Start of RECORD EXTRACTS
PR #828, opened 2021-01-27
Network config in examples for openSUSE should be 1, not 2

### LINKED ISSUE #827: Network is not setup for openSUSE following examples
### Linux distribution

openSUSE Leap 15.2 and Tumbleweed

### Terraform version

The issue is in the examples for opensuse in master: https://github.com/dmacvicar/terraform-provider-libvirt/tree/master/examples
___

## Checklist

### Setup

see network_config files for opensuse in https://github.com/dmacvicar/terraform-provider-libvirt/tree/master/examples

### Steps to Reproduce Issue

Network is not configured. /etc/sysconfig/network does not contain ifcfg-eth0 file.

However, for tumbleweed, firstboot setup creates the config, so the issue is not visible unless you use the same config with Leap or SLE.

___
## Additional information:

version should be 1 in https://github.com/dmacvicar/terraform-provider-libvirt/blob/master/examples/v0.12/tubleweed/network_config.cfg#L2 .

See https://cloudinit.readthedocs.io/en/latest/topics/network-config-format-v1.html

jordimassaguerpla:
The syntax follows version 1 https://cloudinit.readthedocs.io/en/latest/topics/network-config-format-v1.html

The issue is that, if you use version 2, you don't get the network
configured. However, this is not visible because we are running the
firstboot setup which will set the network config.

The issue is visible if you use an image without firstboot setup
enabled.

fixes #827

### DIFF
--- a/examples/v0.11/leap15/network_config.cfg
+++ b/examples/v0.11/leap15/network_config.cfg
@@ -1,5 +1,5 @@
 network:
-  version: 2
+  version: 1
   config:
   - type: physical
     name: ens3
--- a/examples/v0.12/tubleweed/network_config.cfg
+++ b/examples/v0.12/tubleweed/network_config.cfg
@@ -1,5 +1,5 @@
 network:
-  version: 2
+  version: 1
   config:
   - type: physical
     name: ens3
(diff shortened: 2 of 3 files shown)


MalloZup (approved):

MalloZup:
@jordimassaguerpla  thank you for PR

PR #843, opened 2021-04-06
Including the domain Id in the error output, when it couldn't retrieve IP address

srbarrios:
This is just a small addition to the error output when it couldn't retrieve the IP address.

As, using terraform from our Jenkins pipelines, the direct output we can see in the Jenkins console is not the `log.Printf` but the `fmt.Errorf`. 
So I hope that adding the domain id in this output, even if it could smell duplicated, will help people in our situation to discover which is the domain failing in case they have a long list of VMs to deploy.


MalloZup (approved):

MalloZup:
thx!

Bischoff:
will help a lot! thanks

PR #845, opened 2021-04-14
more than 6 scsi devices on a single domain

M0WA:
this commit forces all scsi devices of a certain domain
to be attached to a single virtio scsi controller.
this eliminates the limit of 6 scsi devices per domain.
upper limit for this implementation is 256 scsi devices per vm.


M0WA:
will reopen with nicer code

PR #846, opened 2021-04-14
support more than 6 scsi devices on a single domain

M0WA:
this commit forces all scsi devices of a certain domain
to be attached to a single virtio scsi controller.
this eliminates the limit of 6 scsi devices per domain.
upper limit for this implementation is 256 scsi devices per domain.

some background information:
https://bugzilla.redhat.com/show_bug.cgi?id=1269577

### DIFF
--- a/libvirt/domain.go
+++ b/libvirt/domain.go
@@ -476,6 +476,14 @@ func setDisks(d *schema.ResourceData, domainDef *libvirtxml.Domain, virConn *lib
 		if d.Get(prefix + ".scsi").(bool) {
 			disk.Target.Bus = "scsi"
 			scsiDisk = true
+			tmpInt := uint(0)
+			tmpIdx := uint(i)
+			disk.Address = &libvirtxml.DomainAddress{Drive: &libvirtxml.DomainAddressDrive{
+				Controller: &tmpInt,
+				Bus:        &tmpInt,
+				Target:     &tmpInt,
+				Unit:       &tmpIdx,
+			}}
 			if wwn, ok := d.GetOk(prefix + ".wwn"); ok {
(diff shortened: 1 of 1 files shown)


MalloZup (commented):
thx @M0WA  for this. Can you implement or update if possible the `testacc` for such change?

M0WA:
Hi @MalloZup 

i have added a new testacc for that.

M0WA:
hey @MalloZup,

does this actually have a chance to be merged? just wanna ask, i have no hurries :)

M0WA:
Hi @MalloZup, @dmacvicar,

can you say something, if/when it could get merged?

dmacvicar (changes requested):
Thanks for the PR. I had already looked into it but it took me a while to understand the problem.

I really dislike adding code that requires me or other contributors to dig into bugzilla comments of vendors to understand months later why a piece of code is there.

I can't make sense of the description, which mentions that attaching the disks to a single controller solves the problem.

* What does libvirt does if one does not explicitly attach it to a single controller?
* Why the problem seems to be more related to specifying `unit` in the disk address and to make it a `virtio` controller than the fact that it is a single controller?
* Then, why is Index being changed in the SCSI controller itself? According to the documentation:

> mandatory attribute index which is the decimal integer describing in which order the bus controller is encountered (for use in controller attributes of <address> elements). Since 1.3.5 the index is optional; if not specified, it will be auto-assigned to be the lowest unused index for the given controller type. 

Which looks totally unrelated.



I still don't feel comfortable with the description of this PR. It claims that because it attaches the disks to a single SCSI controller

dmacvicar (changes requested):
Waiting for changes

PR #873, opened 2021-08-13
Fix/qemuagent

maseman:
### Reimplements **qemu-guest-agent** interface query using go-libvirt interface.

Needed to query dhcp allocated IPs on bridged networks. 

### Testcase
I wanted to produce a decent reproducible test case so I generated an VM image (using alpine scripts) that runs qemu-guest-agent and configures a static IP that can be queried. See **TestAccLibvirtDomain_NetworkInterfaceQemuGuestAgentStaticIP**.

The VM test image in https://github.com/maseman/testvm-tflibvirt is generated with a workflow as a release asset. At ~100MB I thought it best NOT to add the file to terraform-provider-libvirt /testdata and instead setup a download in the testcase.

Alpine VMs like this (and with small overlay configurations) might be useful for other more complex test scenarios in the future.

### DIFF
--- a/go.mod
+++ b/go.mod
@@ -7,6 +7,7 @@ require (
End of RECORD EXTRACTS
Every line from the top of the material above through the line holding "see network_config files" should be reproduced word for word, and nothing beyond it.

**EXERCISE RESPONSE**
PR #828, opened 2021-01-27
Network config in examples for openSUSE should be 1, not 2

### LINKED ISSUE #827: Network is not setup for openSUSE following examples
### Linux distribution

openSUSE Leap 15.2 and Tumbleweed

### Terraform version

The issue is in the examples for opensuse in master: https://github.com/dmacvicar/terraform-provider-libvirt/tree/master/examples
___

## Checklist

### Setup

see network_config files for opensuse in https://github.com/dmacvicar/terraform-provider-libvirt/tree/master/examples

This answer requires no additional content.